Recognizing Your Limitations Ultimately, your friend or family member has to make the decision to help her/himself.* If s/he is unwilling to do this, there is very little that anyone else can do to force that person into treatment. The help s/he receives can only be as effective as s/he wants it to be. This certainly doesn't mean that you should stop trying to offer your support. Sometimes it takes awhile for people to realize that their problem has gotten out of control. It isn't helpful to get into an argument, though. If things start to go in that direction, take a step back and remain calm. Let your loved one know that you understand that you can't force her/him to do something s/he doesn't want to do, but that you are taking this situation very seriously and you will continue to urge her/him to seek professional help. People who have recovered from eating disorders say that they appreciated the fact that friends and family members kept trying to get through to them, even though they may have been saying the same things over and over again.
*We are referring to adults. If your friend or family member is under 18, parents or guardians will have more control of the situation. However, you may have the authority to force someone to get help, but this does not ensure that s/he will be willing to cooperate with the treatment process.

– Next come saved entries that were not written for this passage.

PR #3808, opened 2023-07-06
Fix - Inserted device package fields limits 

Agnul97:
This PR adds limits for some fields used in the device management packages service. In this way, a reasonable upper-bound is set in order to allow clients to set the needed fields and discourage a buffer overflow attack.

### DIFF
--- a/service/device/management/packages/internal/src/main/java/org/eclipse/kapua/service/device/management/packages/internal/DevicePackageManagementServiceImpl.java
+++ b/service/device/management/packages/internal/src/main/java/org/eclipse/kapua/service/device/management/packages/internal/DevicePackageManagementServiceImpl.java
@@ -151,6 +151,8 @@ public class DevicePackageManagementServiceImpl extends AbstractDeviceManagement
             throw new KapuaIllegalArgumentException("packageDownloadRequest.uri", packageDownloadRequest.getUri().toString());
         }
 
+        verifyOverflowPackageFields(packageDownloadRequest);
+
         //
         // Generate requestId
         KapuaId operationId = new KapuaEid(IdGenerator.generate());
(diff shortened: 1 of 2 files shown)


service/device/management/packages/internal/src/main/java/org/eclipse/kapua/service/device/management/packages/internal/DevicePackageManagementServiceImpl.java
```diff
@@ -574,4 +576,25 @@ public DevicePackageUninstallOperation uninstallStatus(KapuaId scopeId, KapuaId
         // Check response
         return checkResponseAcceptedOrThrowError(responseMessage, () -> responseMessage.getPayload().getDevicePackageUninstallOperation());
     }
+
+    private void verifyOverflowPackageFields(DevicePackageDownloadRequest packageDownloadRequest) throws KapuaIllegalArgumentException {
+        int uriLength = packageDownloadRequest.getUri().toString().length();
+        int nameLength = packageDownloadRequest.getName().length();
+        int versionLength = packageDownloadRequest.getVersion().length();
+
+        if (uriLength > 2048) {
```
Coduz: Please use `ArgumentValidator.lengthRange`. 
Min value should be passed `null`

service/device/management/packages/internal/src/main/java/org/eclipse/kapua/service/device/management/packages/internal/DevicePackageManagementServiceImpl.java
```diff
@@ -574,4 +576,25 @@ public DevicePackageUninstallOperation uninstallStatus(KapuaId scopeId, KapuaId
...
+            throw new KapuaIllegalArgumentException("packageDownloadRequest.uri", packageDownloadRequest.getUri().toString());
+        }
+
+        if (nameLength > 256) {
```
Coduz: Please use `ArgumentValidator.lengthRange`. 
Min value should be passed `null`

service/device/management/packages/internal/src/main/java/org/eclipse/kapua/service/device/management/packages/internal/DevicePackageManagementServiceImpl.java
```diff
@@ -574,4 +576,25 @@ public DevicePackageUninstallOperation uninstallStatus(KapuaId scopeId, KapuaId
...
+            throw new KapuaIllegalArgumentException("packageDownloadRequest.name", packageDownloadRequest.getName().toString());
+        }
+
+        if (versionLength > 256) {
```
Coduz: Please use `ArgumentValidator.lengthRange`. 
Min value should be passed `null`

Coduz (changes requested):
Please make use of `ArgumentValidator.lengthRange`.
Move the checks on the service before `AuthorizationService.checkPermission` so we can validate any "bad request" before the Auth check and possibly save one auth check. 

Actually, also `packageDownloadRequest.getUri().toURL()` check should be before auth check.

Coduz (approved):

What to Expect From Recovery When your friend or family member has agreed to get treatment, it is only natural that you would want to see results. It is important to remember that recovery is a long-term process, and you may not notice a difference in behavior or attitude right away. You should be ready to deal with the person's emotional ups and downs. There will be good days and bad days, little victories and setbacks along the way. Because eating disorders are deeply rooted psychological problems, there is no "quick fix," and full recovery takes a lot of time and hard work. It is crucial that you continue to offer your support and encouragement all along the way. Ask her/him how things are going. If s/he is willing to discuss the treatment process with you, try to get some feedback about what is or is not being accomplished. If your loved one does not seem to be responding at all to therapy, try to get a sense of what might be wrong. Sometimes it takes a little while for a person to feel safe and comfortable in a therapeutic setting, but if there is a major personality conflict or some other issue with the therapist, you should suggest looking for another one. Try to make yourself available for your friend or family member. Let them know that you are there if they need someone to spend time with or talk to. The bottom line is that you should have realistic expectations. Your patience and compassion throughout this process are of the utmost importance.

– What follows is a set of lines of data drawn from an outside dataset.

PR #3811, opened 2023-07-10
feat(authentication): add local cache for user/password login

riccardomodanese:
Brief description of the PR.
This pr enable the bcrypt caching for user/password authentication. This caching will have performance impact only when multiple login attempts using the same credentials are performed in a short time.
Replace pr #3804 

Related Issue
none

Description of the solution adopted
Used local cache to store password and hash.

Screenshots
none

Any side note on the changes made
none

### DIFF
--- a/commons/src/main/java/org/eclipse/kapua/commons/setting/system/SystemSettingKey.java
+++ b/commons/src/main/java/org/eclipse/kapua/commons/setting/system/SystemSettingKey.java
@@ -341,6 +341,14 @@ public enum SystemSettingKey implements SettingKey {
      */
     CACHE_TTL("commons.cache.config.ttl"),
     /**
+     * Provide the Authentication Cache TTL
+     */
+    AUTHENTICATION_CACHE_TTL("commons.authentication-cache.config.ttl"),
+    /**
+     * Provide the Authentication Cache Size
+     */
+    AUTHENTICATION_CACHE_SIZE("commons.authentication-cache.config.size"),
+    /**
      * Provide the JCache Expiry Policy. Allowed values: MODIFIED, TOUCHED
      */
     JCACHE_EXPIRY_POLICY("commons.cache.config.expiryPolicy");
--- a/commons/src/main/java/org/eclipse/kapua/commons/setting/system/SystemSettingKey.java
+++ b/commons/src/main/java/org/eclipse/kapua/commons/setting/system/SystemSettingKey.java
@@ -341,14 +341,6 @@ public enum SystemSettingKey implements SettingKey {
      */
     CACHE_TTL("commons.cache.config.ttl"),
     /**
-     * Provide the Authentication Cache TTL
-     */
-    AUTHENTICATION_CACHE_TTL("commons.authentication-cache.config.ttl"),
-    /**
-     * Provide the Authentication Cache Size
-     */
-    AUTHENTICATION_CACHE_SIZE("commons.authentication-cache.config.size"),
-    /**
      * Provide the JCache Expiry Policy. Allowed values: MODIFIED, TOUCHED
      */
     JCACHE_EXPIRY_POLICY("commons.cache.config.expiryPolicy");
--- a/service/security/shiro/src/main/java/org/eclipse/kapua/service/authentication/credential/cache/CachedCredential.java
+++ b/service/security/shiro/src/main/java/org/eclipse/kapua/service/authentication/credential/cache/CachedCredential.java
@@ -12,26 +12,22 @@
  *******************************************************************************/
 package org.eclipse.kapua.service.authentication.credential.cache;
 
-import java.util.Base64;
 import java.util.Date;
-
-import org.apache.commons.codec.digest.DigestUtils;
 
 public class CachedCredential {
 
     private Date modifiedOn;
-    private String digest;
-    private String hashed;
+    private String tmpHash;
+    private String hash;
 
-    CachedCredential(Date modifiedOn, String digest, String hashed) {
+    CachedCredential(Date modifiedOn, String tmpHash, String hash) {
         this.modifiedOn = modifiedOn;
-        this.digest = digest;
-        this.hashed = hashed;
+        this.tmpHash = tmpHash;
+        this.hash = hash;
     }
 
-    public boolean isTokenMatches(String tokenPassword, String hashed) {
-        String digest = Base64.getEncoder().encodeToString(DigestUtils.sha3_512(tokenPassword));
-        return this.digest.equals(digest) && this.hashed.equals(hashed);
+    public boolean isTokenMatches(String tmpHash, String hash) {
+        return this.tmpHash.equals(tmpHash) && this.hash.equals(hash);
     }
 
     public boolean isStillValid(Date lastModifiedOn) {
--- a/service/security/shiro/src/main/java/org/eclipse/kapua/service/authentication/credential/cache/CachedCredential.java
+++ b/service/security/shiro/src/main/java/org/eclipse/kapua/service/authentication/credential/cache/CachedCredential.java
@@ -1,0 +1,41 @@
+/*******************************************************************************
+ * Copyright (c) 2022 Eurotech and/or its affiliates and others
+ *
+ * This program and the accompanying materials are made
+ * available under the terms of the Eclipse Public License 2.0
+ * which is available at https://www.eclipse.org/legal/epl-2.0/
+ *
+ * SPDX-License-Identifier: EPL-2.0
+ *
+ * Contributors:
+ *     Eurotech - initial API and implementation
+ *******************************************************************************/
+package org.eclipse.kapua.service.authentication.credential.cache;
+
+import java.util.Base64;
+import java.util.Date;
+
+import org.apache.commons.codec.digest.DigestUtils;
+
+public class CachedCredential {
+
+    private Date modifiedOn;
+    private String digest;
+    private String hashed;
+
+    CachedCredential(Date modifiedOn, String digest, String hashed) {
+        this.modifiedOn = modifiedOn;
+        this.digest = digest;
+        this.hashed = hashed;
+    }
+
+    public boolean isTokenMatches(String tokenPassword, String hashed) {
+        String digest = Base64.getEncoder().encodeToString(DigestUtils.sha3_512(tokenPassword));
+        return this.digest.equals(digest) && this.hashed.equals(hashed);
+    }
+
+    public boolean isStillValid(Date lastModifiedOn) {
+        return (modifiedOn!=null && !modifiedOn.before(lastModifiedOn));
+    }
+
+}
--- a/service/security/shiro/src/main/java/org/eclipse/kapua/service/authentication/credential/cache/CachedPasswordMatcher.java
+++ b/service/security/shiro/src/main/java/org/eclipse/kapua/service/authentication/credential/cache/CachedPasswordMatcher.java
@@ -1,0 +1,53 @@
+/*******************************************************************************
+ * Copyright (c) 2022 Eurotech and/or its affiliates and others
+ *
+ * This program and the accompanying materials are made
+ * available under the terms of the Eclipse Public License 2.0
+ * which is available at https://www.eclipse.org/legal/epl-2.0/
+ *
+ * SPDX-License-Identifier: EPL-2.0
+ *
+ * Contributors:
+ *     Eurotech - initial API and implementation
+ *******************************************************************************/
+package org.eclipse.kapua.service.authentication.credential.cache;
+
+import java.util.Base64;
+
+import org.apache.commons.codec.digest.DigestUtils;
+import org.eclipse.kapua.commons.cache.Cache;
+import org.eclipse.kapua.commons.cache.LocalCache;
+import org.eclipse.kapua.service.authentication.credential.Credential;
+import org.eclipse.kapua.service.authentication.shiro.setting.KapuaAuthenticationSetting;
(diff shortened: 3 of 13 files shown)


service/security/shiro/src/main/java/org/eclipse/kapua/service/authentication/shiro/realm/UserPassCredentialsMatcher.java
```diff
@@ -44,18 +52,30 @@
...
+    //TODO inject????
+    private PasswordMatcher passwordMatcher;
 
     public UserPassCredentialsMatcher() {
         locator = KapuaLocator.getInstance();
         mfaOptionService = locator.getService(MfaOptionService.class);
         scratchCodeService = locator.getService(ScratchCodeService.class);
         mfaAuthServiceLocator = MfaAuthenticatorServiceLocator.getInstance();
         mfaAuthenticator = mfaAuthServiceLocator.getMfaAuthenticator();
+        if (KapuaAuthenticationSetting.getInstance().getBoolean(KapuaAuthenticationSettingKeys.AUTHENTICATION_CREDENTIAL_USERPASS_CACHE_ENABLE, true)) {
```
dseurotech, line 79: This logic will need to be moved to the DI wiring - I understand this is not possible at the time, but please mark this if/else with a comment like "Move construction to DI wiring" or something like that

service/security/shiro/src/main/java/org/eclipse/kapua/service/authentication/shiro/realm/KapuaAuthenticatingRealm.java
```diff
@@ -235,19 +235,28 @@ protected void increaseLockoutPolicyCount(LoginAuthenticationInfo loginAuthentic
...
-        credential.setFirstLoginFailure(null);
-        credential.setLoginFailuresReset(null);
-        credential.setLockoutReset(null);
-        credential.setLoginFailures(0);
-        try {
-            KapuaSecurityUtils.doPrivileged(() -> credentialService.update(credential));
-        } catch (KapuaException kex) {
-            throw new ShiroException("Unexpected error while looking for the lockout policy", kex);
+        //TODO find a proper way to update only if needed (obviously database update has a cost)
+        if (shouldResetCredentialLockout(credential)) {
```
dseurotech, line 239: Shouldn't deciding whether to perform the update be the responsibility of the CredentialService - so that the rules are centralized there? Within the credential service there should still be time to decide whether the db update is needed or not

service/security/shiro/src/main/java/org/eclipse/kapua/service/authentication/credential/cache/CachedPasswordMatcher.java
```diff
@@ -0,0 +1,53 @@
...
+
+import org.apache.commons.codec.digest.DigestUtils;
+import org.eclipse.kapua.commons.cache.Cache;
+import org.eclipse.kapua.commons.cache.LocalCache;
+import org.eclipse.kapua.service.authentication.credential.Credential;
+import org.eclipse.kapua.service.authentication.shiro.setting.KapuaAuthenticationSetting;
+import org.eclipse.kapua.service.authentication.shiro.setting.KapuaAuthenticationSettingKeys;
+import org.springframework.security.crypto.bcrypt.BCrypt;
+
+public class CachedPasswordMatcher implements PasswordMatcher {
```
dseurotech, line 47: This class violates Single Responsibility Principle. Can we split the caching logic in a wrapper, independent from the underlying algorithm?

commons/src/main/java/org/eclipse/kapua/commons/setting/system/SystemSettingKey.java
```diff
@@ -340,6 +340,14 @@ public enum SystemSettingKey implements SettingKey {
      * Provide the Cache TTL
      */
     CACHE_TTL("commons.cache.config.ttl"),
+    /**
```
dseurotech: In the previous PR it was already pointed out that at least one of these properties is already present (https://github.com/eclipse/kapua/pull/3804#discussion_r1250621583) . I'd suggest to either use that, or remove the old one in favour of there new ones.

service/security/shiro/src/main/java/org/eclipse/kapua/service/authentication/shiro/utils/AuthenticationUtils.java
```diff
@@ -77,60 +88,31 @@ public static String cryptCredential(CryptAlgorithm algorithm, String plainValue
...
-                    break;
-            }
-
-            //
-            // Return value
-            return salt + ":" + hashedValue;
-        } catch (NoSuchAlgorithmException e) {
-            throw new KapuaRuntimeException(KapuaAuthenticationErrorCodes.CREDENTIAL_CRYPT_ERROR, e);
+    public static String doSha(String plainValue) {
+        KapuaCryptoSetting settings = KapuaCryptoSetting.getInstance();
```
dseurotech, line 92: Please avoid instantiating singletons within the method's body. Instantiate them on top of the class - that makes replacing them with proper Injection much easier in the future

service/security/shiro/src/main/java/org/eclipse/kapua/service/authentication/shiro/utils/AuthenticationUtils.java
```diff
@@ -43,10 +43,21 @@
 public class AuthenticationUtils {
```
dseurotech, line 43: As a general rule, static Util classes do more harm than good. Please consider using injectable (and replaceable, through the use of Interfaces) collaborators.

service/security/shiro/src/main/java/org/eclipse/kapua/service/authentication/credential/cache/CachedPasswordMatcher.java
```diff
@@ -0,0 +1,53 @@
...
+
+    private static final Cache<String, CachedCredential> CACHED_CREDENTIALS = new LocalCache<String, CachedCredential>(
```
dseurotech, line 51: What is the cache eviction policy here, other than the size and the TTL? What if someone changes the password though the api or console? Do they need to wait for 60 seconds to log in again? 
Also: is it 60 seconds or 60 minutes? Always include the measurement unit in constant names for better clarity.

service/security/shiro/src/main/java/org/eclipse/kapua/service/authentication/credential/cache/CachedCredential.java
```diff
@@ -0,0 +1,41 @@
...
+        this.digest = digest;
+        this.hashed = hashed;
+    }
+
+    public boolean isTokenMatches(String tokenPassword, String hashed) {
+        String digest = Base64.getEncoder().encodeToString(DigestUtils.sha3_512(tokenPassword));
+        return this.digest.equals(digest) && this.hashed.equals(hashed);
+    }
+
+    public boolean isStillValid(Date lastModifiedOn) {
```
dseurotech, line 33: Do we really need this level of detail? While checking for token expiration is more than legitimate (actually, necessary), can't we just say that an expired token never matches? Or is there a logic that evicts from the cache expired credentials?

dseurotech (changes requested):
See individual comments for details, but overall I think we can improve in the following areas:
 - SRP violation in caching class
 - No cache eviction policy for outdated passwords
 - No tests
 - possibly duplicate configuration keys

service/security/shiro/src/main/java/org/eclipse/kapua/service/authentication/shiro/utils/AuthenticationUtils.java
riccardomodanese: old code, I just removed SecureRandom instantiation inside the method since it's a costly operation

service/security/shiro/src/main/java/org/eclipse/kapua/service/authentication/shiro/utils/AuthenticationUtils.java
riccardomodanese: old code, I just removed SecureRandom instantiation inside the method since it's a costly operation

service/security/shiro/src/main/java/org/eclipse/kapua/service/authentication/credential/cache/CachedCredential.java
riccardomodanese: in this way you will increment the failed login by ine and you could lock a user that is logging in with the right credentials

service/security/shiro/src/main/java/org/eclipse/kapua/service/authentication/credential/cache/CachedPasswordMatcher.java
riccardomodanese: why? the ttl unit is present in the property description in the property file and is clearly written in LocalCache javadoc. Unfortuately there are no factories or other caches available but in this way it's clear which is the unit.
I will never include the unit of measure.

service/security/shiro/src/main/java/org/eclipse/kapua/service/authentication/credential/cache/CachedPasswordMatcher.java
riccardomodanese: this is a layer introduced just to allow a specific Shiro realm to enable/disable depending on the configuration parameter so there is no need to intriduce other layers since we are using only BCrypt algorithm and this is a specific (shiro) authentication/autorization module.
If you inject here a different algorithm you will break the functionality of this module since the BCrypt is used in other parts of this module.

service/security/shiro/src/main/java/org/eclipse/kapua/service/authentication/shiro/realm/KapuaAuthenticatingRealm.java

Taking Care of Yourself It is easy to get wrapped up in your loved one's eating disorder. It's very common for friends and family members to feel overwhelmed by these situations, and to become frustrated, depressed or anxiety-ridden because of their concern for the sufferer. Eating disorders do not just affect the person who is suffering--they have a deep impact on everyone who cares about that person. Don't neglect your own needs. The more you push down your feelings, the more likely you are to end up expressing them at an inappropriate moment, when you may be especially angry or frustrated. AABA strongly encourages friends and family members to seek help for themselves. Whether through individual therapy, family therapy or a support group, it is important that you find a space where you can talk about what you are experiencing. AABA can help you find resources in your area.
Educating Yourself About Eating Disorders
If you know someone who is suffering from an eating disorder,
you should make an effort to educate yourself about these problems.
The more you know, the better prepared you will be to help this
person. Being knowledgeable about signs, symptoms, causes, and
other issues related to eating disorders will give you a better
sense of what to look for and what to expect.